-- Opening Marker --

PR #2218, opened 2022-11-01
Set view name on saved views

kaixi-wang:

- Set the `name` property of the `DatasetView` to the `ViewDocument.name` from which the view was loaded from. 
- This will make routing directly to a view simpler as the saved view name (if it exists) can be accessed via `view.name`

- Updated save view unittest to check for name property

        notes for FiftyOne users.

-   [ ] Other


fiftyone/core/dataset.py
```diff
@@ -2841,7 +2841,7 @@ def save_view(
         """
         if view._root_dataset is not self:
             raise ValueError("Cannot save view into a different dataset")
-
+        view._set_name(name)
```
kaixi-wang, line 2844: Note: We are only allowing the view.name to be set if the view is loaded from a saved view. Thus, the only way to get the name of a DatasetView to be a specific string is to call `dataset.save_view("<view_name>")` or `dataset.update_view_info("<current_view_name>", {"name": "<new_view_name>"}).

brimoor: Or `load_view()`! Which would be the typical way to get your hands on a saved view.

I don't think this is relevant to this PR, but an important consideration will be that accessing a saved view loaded from within the App via `session.view` should also have the saved view name in-place in Python

fiftyone/core/view.py
```diff
@@ -238,7 +244,10 @@ def default_group_slice(self):
 
     @property
     def name(self):
-        """The name of the view."""
+        """The name of the view with which it was saved. Defaults to `<dataset_name>-view` for unsaved views."""
```
brimoor, line 247: nit: unfortunately the linter doesn't automatically enforce line length limits for comments, but our style is to always keep everything to 79 characters or fewer.

My two cents would be to document like this:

-- Closing Marker --

### [What you will do]
Top to bottom, set down the whole listing exactly.

### [Solution to this problem]
PR #2218, opened 2022-11-01
Set view name on saved views

kaixi-wang:

- Set the `name` property of the `DatasetView` to the `ViewDocument.name` from which the view was loaded from. 
- This will make routing directly to a view simpler as the saved view name (if it exists) can be accessed via `view.name`

- Updated save view unittest to check for name property

        notes for FiftyOne users.

-   [ ] Other


fiftyone/core/dataset.py
```diff
@@ -2841,7 +2841,7 @@ def save_view(
         """
         if view._root_dataset is not self:
             raise ValueError("Cannot save view into a different dataset")
-
+        view._set_name(name)
```
kaixi-wang, line 2844: Note: We are only allowing the view.name to be set if the view is loaded from a saved view. Thus, the only way to get the name of a DatasetView to be a specific string is to call `dataset.save_view("<view_name>")` or `dataset.update_view_info("<current_view_name>", {"name": "<new_view_name>"}).

brimoor: Or `load_view()`! Which would be the typical way to get your hands on a saved view.

I don't think this is relevant to this PR, but an important consideration will be that accessing a saved view loaded from within the App via `session.view` should also have the saved view name in-place in Python

fiftyone/core/view.py
```diff
@@ -238,7 +244,10 @@ def default_group_slice(self):
 
     @property
     def name(self):
-        """The name of the view."""
+        """The name of the view with which it was saved. Defaults to `<dataset_name>-view` for unsaved views."""
```
brimoor, line 247: nit: unfortunately the linter doesn't automatically enforce line length limits for comments, but our style is to always keep everything to 79 characters or fewer.

My two cents would be to document like this:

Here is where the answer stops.